▶ [Directions for this task]:
Please report how many lines in the data underneath hold the word "intended", with no other text.

▶ [Collected data entries]:
PR #3537, opened 2025-07-13
[CONFIGURATION] File configuration - component registry

marcalff:
Contributes to #2481

This is a partial fix, that implements the component registry.

## Changes

* Implement the component registry:
  * Core component are made available using a build function, to avoid link dependencies on optional components.
  * Extension points are registered by name

### DIFF
--- a/.github/workflows/cmake_install.yml
+++ b/.github/workflows/cmake_install.yml
@@ -88,7 +88,7 @@ jobs:
       run: ./ci/do_ci.sh cmake.install.test
 
   ubuntu_2404_latest:
-    name: Ubuntu 24.04 latest versions cxx20 (static libs)
+    name: Ubuntu 24.04 latest versions cxx20 (static libs - shared libs)
     runs-on: ubuntu-24.04
     env:
       INSTALL_TEST_DIR: '/home/runner/install_test'
@@ -111,6 +111,10 @@ jobs:
     - name: Run Tests (static libs)
       env:
         BUILD_SHARED_LIBS: 'OFF'
+      run: ./ci/do_ci.sh cmake.install.test
+    - name: Run Tests (shared libs)
+      env:
+        BUILD_SHARED_LIBS: 'ON'
       run: ./ci/do_ci.sh cmake.install.test
 
   ubuntu_2204_stable:
--- a/CHANGELOG.md
+++ b/CHANGELOG.md
@@ -15,6 +15,9 @@ Increment the:
 
 ## [Unreleased]
 
+* [TEST] Shared otel-cpp libs linked to latest static protobuf and grpc
+  [#3544](https://github.com/open-telemetry/opentelemetry-cpp/pull/3544)
+
 ## [1.22 2025-07-11]
 
 * [DOC] Udpate link to membership document


sdk/include/opentelemetry/sdk/init/extension_span_processor_builder.h
```diff
@@ -0,0 +1,33 @@
+// Copyright The OpenTelemetry Authors
+// SPDX-License-Identifier: Apache-2.0
+
+#pragma once
+
+#include "opentelemetry/sdk/configuration/extension_span_processor_configuration.h"
+#include "opentelemetry/sdk/trace/processor.h"
+#include "opentelemetry/version.h"
```
dbarker: nit - many of these headers are missing some header includes. Many are missing `<memory>` for unique_ptr.

sdk/include/opentelemetry/sdk/init/console_push_metric_exporter_builder.h
```diff
@@ -0,0 +1,34 @@
...
+#pragma once
+
+#include "opentelemetry/sdk/configuration/console_push_metric_exporter_configuration.h"
+#include "opentelemetry/sdk/metrics/push_metric_exporter.h"
+#include "opentelemetry/version.h"
+
+OPENTELEMETRY_BEGIN_NAMESPACE
+namespace sdk
+{
+namespace init
```
dbarker: q: Are all the declarations made under the `init` namespace and files in the `init` folder specifically for implementation of the declarative configuration feature/spec? 

If so the `init` folder being separate from the `configuration` folder and namespaces being orthogonal may feel unexpected.

sdk/include/opentelemetry/sdk/init/console_log_record_exporter_builder.h
```diff
@@ -0,0 +1,34 @@
...
+#pragma once
+
+#include "opentelemetry/sdk/configuration/console_log_record_exporter_configuration.h"
+#include "opentelemetry/sdk/logs/exporter.h"
+#include "opentelemetry/version.h"
+
+OPENTELEMETRY_BEGIN_NAMESPACE
+namespace sdk
+{
+namespace init
```
dbarker: nit - abbreviation (ie: `init` instead of `initialization`) should be generally avoided per the style guide (https://google.github.io/styleguide/cppguide.html#General_Naming_Rules). There are not many abbreviations in otel-cpp namespaces/folders (although well known acronyms are like api/sdk/otlp are used).

sdk/include/opentelemetry/sdk/init/registry.h
```diff
@@ -0,0 +1,231 @@
...
+  Registry &operator=(const Registry &other) = default;
+
+  ~Registry() = default;
+
+  /* Core optional components. */
+
+  const OtlpHttpSpanExporterBuilder *GetOtlpHttpSpanBuilder() { return m_otlp_http_span_builder; }
+  void SetOtlpHttpSpanBuilder(const OtlpHttpSpanExporterBuilder *builder)
+  {
+    m_otlp_http_span_builder = builder;
```
dbarker: nit - member naming style `m_` -> trailing `_`

sdk/include/opentelemetry/sdk/init/registry.h
```diff
@@ -0,0 +1,231 @@
...
+  const OtlpHttpLogRecordExporterBuilder *GetOtlpHttpLogRecordBuilder()
+  {
+    return m_otlp_http_log_record_builder;
+  }
+  void SetOtlpHttpLogRecordBuilder(const OtlpHttpLogRecordExporterBuilder *builder)
+  {
+    m_otlp_http_log_record_builder = builder;
+  }
+
+  const OtlpGrpcLogRecordExporterBuilder *GetOtlpGrpcLogRecordBuilder()
```
dbarker: q: can / should any of these accessors be const?

sdk/include/opentelemetry/sdk/init/registry.h
```diff
@@ -0,0 +1,231 @@
...
+  void AddExtensionLogRecordExporterBuilder(const std::string &name,
+                                            ExtensionLogRecordExporterBuilder *builder);
+
+  const ExtensionLogRecordProcessorBuilder *GetExtensionLogRecordProcessorBuilder(
+      const std::string &name);
+  void AddExtensionLogRecordProcessorBuilder(const std::string &name,
+                                             ExtensionLogRecordProcessorBuilder *builder);
+
+private:
+  const OtlpHttpSpanExporterBuilder *m_otlp_http_span_builder{nullptr};
```
dbarker: nit - const members will create a clang-tidy warning (ci may not be catching this until we upgrade clang-tidy or change some clang-tidy options). See https://clang.llvm.org/extra/clang-tidy/checks/cppcoreguidelines/avoid-const-or-ref-data-members.html

marcalff: This is a const pointer, not just a const, I think it will be ok.

sdk/include/opentelemetry/sdk/init/console_push_metric_exporter_builder.h
marcalff: Everything under the init folder is for the declarative configuration feature.

The content of init is more dedicated to creating sdk objects, while the content of configuration is more dedicated to yaml parsing.

Now that I look at it, I think having a single configuration folder would be simpler.

Please confirm you are ok with this, before I make all the changes ;-)

sdk/include/opentelemetry/sdk/init/console_log_record_exporter_builder.h
marcalff: Code to be moved under configuration anyway.

sdk/include/opentelemetry/sdk/init/console_push_metric_exporter_builder.h
dbarker: Moving the code under configuration sounds good to me. If it makes sense to have sub folders under configuration that is okay too.

sdk/include/opentelemetry/sdk/init/registry.h
```diff
@@ -0,0 +1,231 @@
...
+  const OtlpFilePushMetricExporterBuilder *m_otlp_file_push_metric_builder{nullptr};
+  const ConsolePushMetricExporterBuilder *m_console_metric_builder{nullptr};
+  const PrometheusPullMetricExporterBuilder *m_prometheus_metric_builder{nullptr};
+
+  const OtlpHttpLogRecordExporterBuilder *m_otlp_http_log_record_builder{nullptr};
+  const OtlpGrpcLogRecordExporterBuilder *m_otlp_grpc_log_record_builder{nullptr};
+  const OtlpFileLogRecordExporterBuilder *m_otlp_file_log_record_builder{nullptr};
+  const ConsoleLogRecordExporterBuilder *m_console_log_record_builder{nullptr};
+
+  std::map<std::string, TextMapPropagatorBuilder *> m_propagator_builders;
```
dbarker: q: Can the values of these maps be owning ptrs (shared or unique)? If so then the static global scope builder objects in the cc file could be removed.

sdk/include/opentelemetry/sdk/init/registry.h
```diff
@@ -0,0 +1,231 @@
...
+class ExtensionPullMetricExporterBuilder;
+
+class OtlpHttpLogRecordExporterBuilder;
+class OtlpGrpcLogRecordExporterBuilder;
+class OtlpFileLogRecordExporterBuilder;
+class ConsoleLogRecordExporterBuilder;
+class ExtensionLogRecordExporterBuilder;
+class ExtensionLogRecordProcessorBuilder;
+
+class Registry
```
dbarker: q: Is there only one Registry allowed per process or can there be many registries?

sdk/src/init/registry.cc
```diff
@@ -0,0 +1,251 @@
...
+{
+public:
+  std::unique_ptr<opentelemetry::context::propagation::TextMapPropagator> Build() const override
+  {
+    auto result = std::make_unique<opentelemetry::trace::propagation::JaegerPropagator>();
+    return result;
+  }
+};
+
+static TraceContextBuilder trace_context_builder;
```
dbarker: q: Can these static objects be removed? 

Ideally we don't have static storage duration for these if it can be avoided. Generally to be avoided per the style guide if we can (https://google.github.io/styleguide/cppguide.html#Static_and_Global_Variables)

sdk/src/init/registry.cc
```diff
@@ -0,0 +1,251 @@
...
+  m_propagator_builders.insert(entry);
+
+  entry = {"b3", &b3_builder};
+  m_propagator_builders.insert(entry);
+
+  entry = {"b3multi", &b3_multi_builder};
+  m_propagator_builders.insert(entry);
+
+  entry = {"jaeger", &jaeger_builder};
+  m_propagator_builders.insert(entry);
```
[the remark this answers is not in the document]
dbarker: I'm okay with this change but certainly optional.

sdk/src/init/registry.cc
```diff
@@ -0,0 +1,251 @@
...
+    builder = search->second;
+  }
+  return builder;
+}
+
+void Registry::AddTextMapPropagatorBuilder(const std::string &name,
+                                           TextMapPropagatorBuilder *builder)
+{
+  std::pair<std::string, TextMapPropagatorBuilder *> entry{name, builder};
+  m_propagator_builders.insert(entry);
```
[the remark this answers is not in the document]
dbarker: consider accepting this change if overriding when a key is inserted twice is the intended behavior or add a check for the key's existence and throw if it should be an error.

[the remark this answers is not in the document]
dbarker: Copilot's change cannot be accepted directly since `insert_or_assign` is a c++17 feature.

sdk/src/init/registry.cc
```diff
@@ -0,0 +1,251 @@
...
+    builder = search->second;
+  }
+  return builder;
+}
+
+void Registry::AddExtensionSpanProcessorBuilder(const std::string &name,
+                                                ExtensionSpanProcessorBuilder *builder)
+{
+  std::pair<std::string, ExtensionSpanProcessorBuilder *> entry{name, builder};
+  m_span_processor_builders.insert(entry);
```
dbarker: q: should this override any existing element with the same key or throw if that is not allowed?

sdk/src/init/registry.cc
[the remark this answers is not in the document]
dbarker: It may be better to create the builder objects as shared_ptrs then add them to the map in one initializer list. Still optional.

sdk/include/opentelemetry/sdk/init/registry.h
dbarker: You are right. `const T*` seems okay but `T* const` would likely trigger the warning.

sdk/include/opentelemetry/sdk/init/registry.h
```diff
@@ -0,0 +1,231 @@
...
+  /* Core optional components. */
+
+  const OtlpHttpSpanExporterBuilder *GetOtlpHttpSpanBuilder() { return m_otlp_http_span_builder; }
+  void SetOtlpHttpSpanBuilder(const OtlpHttpSpanExporterBuilder *builder)
+  {
+    m_otlp_http_span_builder = builder;
+  }
+
+  const OtlpGrpcSpanExporterBuilder *GetOtlpGrpcSpanBuilder() { return m_otlp_grpc_span_builder; }
+  void SetOtlpGrpcSpanBuilder(const OtlpGrpcSpanExporterBuilder *builder)
```
dbarker: q: what object owns the builder?

sdk/src/init/registry.cc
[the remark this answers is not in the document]
dbarker: @lalitb fyi. Is there a way to restrict Copilot to only use C++14 and lower features?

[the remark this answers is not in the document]
ThomsonTan: Should it possible to @ copilot with the feedback, but somehow is it not showing in in the list.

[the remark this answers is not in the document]
lalitb: >  Is there a way to restrict Copilot to only use C++14 and lower features?

We need to add instructions for the Copilot, which it can use for reviewing the PRs - https://docs.github.com/en/enterprise-cloud@latest/copilot/how-tos/agents/copilot-code-review/configuring-coding-guidelines#creating-a-coding-guideline.

It has to be done in repo setting's page - and none of use are the admins to update it. I think this is now done through https://github.com/open-telemetry/admin - will raise a PR with instructions there.

sdk/include/opentelemetry/sdk/init/extension_span_processor_builder.h
marcalff: Fixed.

sdk/include/opentelemetry/sdk/init/console_push_metric_exporter_builder.h
marcalff: Moved all the code under configuration.

sdk/include/opentelemetry/sdk/init/registry.h
marcalff: Fixed.

sdk/include/opentelemetry/sdk/init/registry.h
marcalff: Yes. All fixed.

sdk/include/opentelemetry/sdk/init/registry.h
marcalff: All changed to use std::unique_ptr.

This means that instead of registering a pointer to a global singleton, the caller calls std::make_unique to build an object, and gives it to the registry, who owns it.

sdk/include/opentelemetry/sdk/init/registry.h
marcalff: The registry defines what components or extension plugins are allowed and present in the binary.

The config.yaml files is allowed to pick only from the content of the registry, so for example, if a given exporter is not added in the registry, it will not be available even if config.yaml asks for it.

Typically, this can be for the process, so only one registry is needed, but there is no reasons to forbid using several registries at once, if that becomes necessary.

For an example of the intended use, see PR #2518, file example/yaml/main.cc

sdk/src/init/registry.cc
marcalff: All removed.

The registry now owns the objects with std::unique_ptr, instead of keeping a raw pointer to a singleton.

sdk/src/init/registry.cc
marcalff: Fixed to override elements, so this has the same semantic as for core (non extension) builders.

Renamed the methods while at it, to use Get and Set.

sdk/include/opentelemetry/sdk/init/registry.h
marcalff: Now that the registry uses std::unique_ptr, the registry owns it.

sdk/src/init/registry.cc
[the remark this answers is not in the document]
marcalff: This part got reworked, because the registry now uses std::unique_ptr.

sdk/src/init/registry.cc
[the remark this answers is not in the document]
marcalff: Fixed by using erase + insert

marcalff:
@dbarker Thanks for the first round of review.

All comments addressed, please take another look.

sdk/src/init/registry.cc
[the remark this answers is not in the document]
dbarker: > Should it possible to @ copilot with the feedback, but somehow is it not showing in in the list.

@ThomsonTan I see the same thing and cannot interact with Copilot agent in these threads. Based on the docs it seems only those with write access to the project can.  

> Limits who can assign tasks to Copilot. Only users with write access to the repository can trigger Copilot to work. Comments from users without write access are never presented to the agent.

https://docs.github.com/en/copilot/concepts/about-copilot-coding-agent#risk-copilot-can-push-code-changes-to-your-repository

marcalff:
@Copilot Please take another look.

sdk/include/opentelemetry/sdk/configuration/console_log_record_exporter_builder.h
```diff
@@ -0,0 +1,36 @@
...
+#include "opentelemetry/sdk/logs/exporter.h"
+#include "opentelemetry/version.h"
+
+OPENTELEMETRY_BEGIN_NAMESPACE
+namespace sdk
+{
+namespace configuration
+{
+
+class ConsoleLogRecordExporterBuilder
```
dbarker, line 18: q: Is it important to have specific base classes at the level of the final builder (ie: `ConsoleLogRecordExporterBuilder`) or can we reduce the number of base classes to just those return types from the Build methods (ie: `LogRecordExporterBuilder`)?

sdk/include/opentelemetry/sdk/configuration/registry.h
```diff
@@ -0,0 +1,283 @@
...
+
+  const ExtensionLogRecordProcessorBuilder *GetExtensionLogRecordProcessorBuilder(
+      const std::string &name) const;
+
+  void SetExtensionLogRecordProcessorBuilder(
+      const std::string &name,
+      std::unique_ptr<ExtensionLogRecordProcessorBuilder> &&builder);
+
+private:
+  std::unique_ptr<OtlpHttpSpanExporterBuilder> otlp_http_span_builder_;
```
dbarker, line 250: q: Related to the question on base classes above. Would it make sense to move all of these into a set of maps for each type of sdk object being built? For example if there was a base builder class for each sdk type built then could the known derived builders and custom extension builders leverage the same registration interface and maps? 

```cpp
std::map<std::string, std::unique_ptr<TextMapPropagatorBuilder>> propagator_builders_;
std::map<std::string, std::unique_ptr<SpanSamplerBuilder>> sampler_builders_;
std::map<std::string, std::unique_ptr<SpanExporterBuilder>> span_exporter_builders_;
std::map<std::string, std::unique_ptr<SpanProcessorBuilder>> span_processor_builders_;
std::map<std::string, std::unique_ptr<PushMetricExporterBuilder>>
      push_metric_exporter_builders_;
std::map<std::string, std::unique_ptr<PullMetricExporterBuilder>>
      pull_metric_exporter_builders_;
std::map<std::string, std::unique_ptr<LogRecordExporterBuilder>>
      log_record_exporter_builders_;
std::map<std::string, std::unique_ptr<LogRecordProcessorBuilder>>
      log_record_processor_builders_;
```

sdk/include/opentelemetry/sdk/configuration/registry.h
```diff
@@ -0,0 +1,283 @@
+// Copyright The OpenTelemetry Authors
+// SPDX-License-Identifier: Apache-2.0
+
+#pragma once
+
+#include <map>
+#include <string>
+
+#include "opentelemetry/sdk/configuration/console_log_record_exporter_builder.h"
```
dbarker, line 9: nit - If it is desirable to forward declare the base classes then consider moving the set method implementations to the cc file.

sdk/include/opentelemetry/sdk/configuration/console_log_record_exporter_builder.h
marcalff: a: Yes.

Consider `ConsoleLogRecordExporterBuilder` and `OtlpHttpLogRecordExporterBuilder` for example.

The result of the Build method is already abstract, as in `LogRecordExporter`.

However, the parameters given to Build() are different: `ConsoleLogRecordExporterConfiguration` versus `OtlpHttpLogRecordExporterConfiguration`.

Each builder needs the exact configuration parameters that applies to it, and these are different between different builders.

This whole thing is strongly typed (and as a result a bit repetitive), to prevent misuse.

sdk/include/opentelemetry/sdk/configuration/registry.h
marcalff: This can not be abstracted, at least not without giving up on type safety, because different builders for the same familly of sdk objects do take different input data as configuration.

sdk/include/opentelemetry/sdk/configuration/registry.h
marcalff: The include is a side effect of using std:unique_ptr in the registry.

A raw pointer can use forward declarations, but a unique_ptr needs to see a destructor, hence the full header file for builders added in registry.h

▶ [Your response]:
2